Qui peut refuser de bonnes coquilles Saint-Jacques ? Vous les trouverez sur la carte de nombreux restaurants, sans avoir à vous rendre dans un port de mer, où elles ont plus de chances de figurer au menu. Comme vous le savez, nous avons tendance à manger des fruits de mer de la côte, même s’il s’agit de crevettes argentines ou de petits calmars de l’océan Indien.

Savourez-les, bien sûr. Mais ce ne sont certainement pas des coquilles Saint-Jacques.

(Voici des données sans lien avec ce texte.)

PR #662, opened 2026-02-23
fix(ui-server): resolve SSR rendering artifacts

### LINKED ISSUE #661: fix(ui-server): SSR rendering artifacts — styles, conditionals, object serialization
## Context

PR #659 fixed SSR crashes (JSX runtime swap, hardened isSSR, ThemeProvider). The server now renders HTML without errors, but the output has rendering artifacts that make the page unusable.

### 1. Styles not applied
The SSR HTML has no `<style>` tags with component CSS. The `globalStyles.css` and component-level styles (`css()`, `variants()`) aren't being injected into the HTML `<head>`.

**Root cause:** `renderToHTML()` in `@vertz/ui-server` collects theme CSS and `options.styles`, but component-level CSS from `css()`/`variants()` calls are injected into the DOM at runtime (client-side only). During SSR, these styles are generated but never collected into the HTML output.

**Fix direction:** The SSR renderer needs to collect all CSS generated during the render pass and inject it as `<style>` tags in the HTML head. Options:
- A global CSS collector that `css()`/`variants()` write to during SSR
- Or extract critical CSS from the component tree after rendering

### 2. `[object Object]` in output
Some VNodes are being serialized as `[object Object]` instead of rendered to HTML. This happens when the VNode serializer encounters a node type it doesn't recognize.

**Root cause:** The JSX runtime swap produces VNodes from `@vertz/ui-server/jsx-runtime`, but some component return values (e.g., ThemeProvider's VNode, conditional branches) don't match the expected `VNode` interface exactly, or the serializer calls `.toString()` on objects.

**Fix direction:** Check `renderPage()`'s serialization logic — it needs to handle:
- Plain objects with `{ tag, attrs, children }` shape (ThemeProvider SSR return)
- Nested arrays of children
- null/undefined/boolean children (should be skipped)

### 3. `<!-- conditional -->` comments visible
Conditional rendering (`{condition && <Component />}`) produces comment markers that leak into the HTML output.

**Root cause:** The `@vertz/ui` runtime uses comment nodes as placeholders for conditional branches. During SSR with the JSX swap, these become string literals instead of being stripped.

**Fix direction:** The server JSX runtime or the HTML serializer should:
- Strip comment-like strings from children
- Or handle conditional rendering differently in VNode mode (skip falsy branches entirely)

### 4. POST /api/todos returns 500
Separate from rendering — the entity CRUD handler crashes on create. Likely a missing field or schema validation issue in the entity handler.

## Files to investigate
- `packages/ui-server/src/render-page.ts` — HTML serialization
- `packages/ui-server/src/render-to-html.ts` — renderToHTML orchestration
- `packages/ui-server/src/jsx-runtime/index.ts` — server JSX runtime
- `packages/ui/src/css/css.ts` — css() runtime injection
- `packages/ui/src/css/variants.ts` — variants() runtime injection
- `examples/entity-todo/src/entry-server.ts` — SSR entry
- `examples/entity-todo/src/pages/todo-list.tsx` — conditionals that produce artifacts

## Acceptance criteria
- [ ] SSR HTML includes component styles (not just theme CSS)
- [ ] No `[object Object]` in rendered HTML
- [ ] No `<!-- conditional -->` artifacts in HTML
- [ ] Page looks styled when loading (before client JS runs)
- [ ] POST /api/todos works (create a todo)

Refs: #659, #660

viniciusdacal:
## Summary

Fixes 4 SSR rendering artifacts reported in #661:

- **Comment nodes visible in HTML** — `createComment()` now returns empty `SSRTextNode` instead of literal `<!-- text -->` markup that was being escaped and rendered as visible text
- **`[object Object]` in output** — server JSX runtime now unwraps signal-like objects via `peek()` in both children and attributes (duck-typed check for `.peek` method)
- **Component CSS not collected** — `renderToHTML()` now calls `app()` first (triggering `css()`/`injectCSS()` calls), then collects CSS from `document.head.children` before building style tags
- **POST /api/todos 500** — dev-server `apiMiddleware` now wraps the async handler in try/catch with proper JSON error response instead of unhandled promise rejection

All fixes follow strict TDD with dedicated test cases (143 ui-server tests + 7 entity-todo API tests passing).

Closes #661

## Test plan

- [x] `bun test packages/ui-server` — all 143 tests pass (existing + new)
- [x] `bun test examples/entity-todo` — all 7 tests pass (existing + new)
- [x] `tsc --noEmit --project packages/ui-server/tsconfig.json` — clean
- [x] `bunx biome check packages/ui-server/src/ examples/entity-todo/src/` — clean
- [ ] Manual: start dev server (`bun run dev` in entity-todo), verify no `<!-- conditional -->` or `[object Object]` in SSR HTML
- [ ] Manual: `curl -X POST localhost:3000/api/todos` with empty body returns JSON error, not 500 hang

### DIFF
--- a/packages/ui-server/src/render-to-html.ts
+++ b/packages/ui-server/src/render-to-html.ts
@@ -1,7 +1,7 @@
 import { compileTheme, type Theme } from '@vertz/ui';
 import { installDomShim, removeDomShim, SSRElement } from './dom-shim';
 import { renderPage } from './render-page';
-import { ssrStorage, getSSRUrl } from './ssr-context';
+import { ssrStorage } from './ssr-context';
 import type { VNode } from './types';
 
 export interface RenderToHTMLOptions<AppFn extends () => VNode> {


viniciusdacal (commented):
Review complete. See attached file for details.

viniciusdacal:
Test comment on issue

PR #663, opened 2026-02-23
fix(ui): SSR DOM compiler path — VNode conversion and reactive evaluation

### LINKED ISSUE #661: fix(ui-server): SSR rendering artifacts — styles, conditionals, object serialization

viniciusdacal:
## Summary

- **Fix `[object Object]` in SSR output**: `__insert` now detects VNode-like objects (from Vite's server JSX runtime) and converts them to DOM nodes instead of stringifying them
- **Fix empty reactive content during SSR**: All reactive DOM primitives (`__text`, `__child`, `__conditional`, `__attr`, `__list`) now evaluate content synchronously during SSR instead of wrapping in `effect()` (which is a no-op during SSR)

Il s’agit d’une fraude très répandue. J’en ai fait personnellement l’expérience dans tous les restaurants de Galice et de Madrid où j’en ai commandé. Mais comme l’expérience personnelle est insuffisante en science, tournons-nous vers littérature pour étayer leur propos : des chercheurs de l’université d’Oviedo l’ont testé dans vingt restaurants, qu’ils ont tous testés, et dans de nombreux produits emballés.

Vous commandez des coquilles Saint-Jacques, un produit typique des estuaires galiciens, et on vous apporte des coquilles Saint-Jacques du Pacifique, un bivalve qui vient de l’autre côté du monde. Les coquilles Saint-Jacques savoureuses sont rares et donc chères. Les coquilles Saint-Jacques du Pacifique, moins savoureuses, sont très abondantes et moins chères. Un cochon dans un poke.

Il s’agit de deux espèces différentes, de qualité différente, bien qu’elles appartiennent à la même famille, les coquilles Saint-Jacques. Si vous apprenez à reconnaître les espèces de cette famille, vous saurez ce que vous mangez. Et vous pourrez découvrir la fraude par vous-même.

Sommaire

Coquilles Saint-Jacques

Nous reconnaissons cette famille de mollusques bivalves parce qu’elle comprend la célèbre coquille Saint-Jacques, Pecten jacobaeus.

Une fois de plus, nous retrouvons les noms scientifiques incontournables : Pectenpour la structure en peigne de la coquille, et jacobeuscomme symbole de Santiago. Tous ceux qui ont fait Le Chemin ou faites le plein d’énergie au stations-service la concha identifie les coquilles Saint-Jacques.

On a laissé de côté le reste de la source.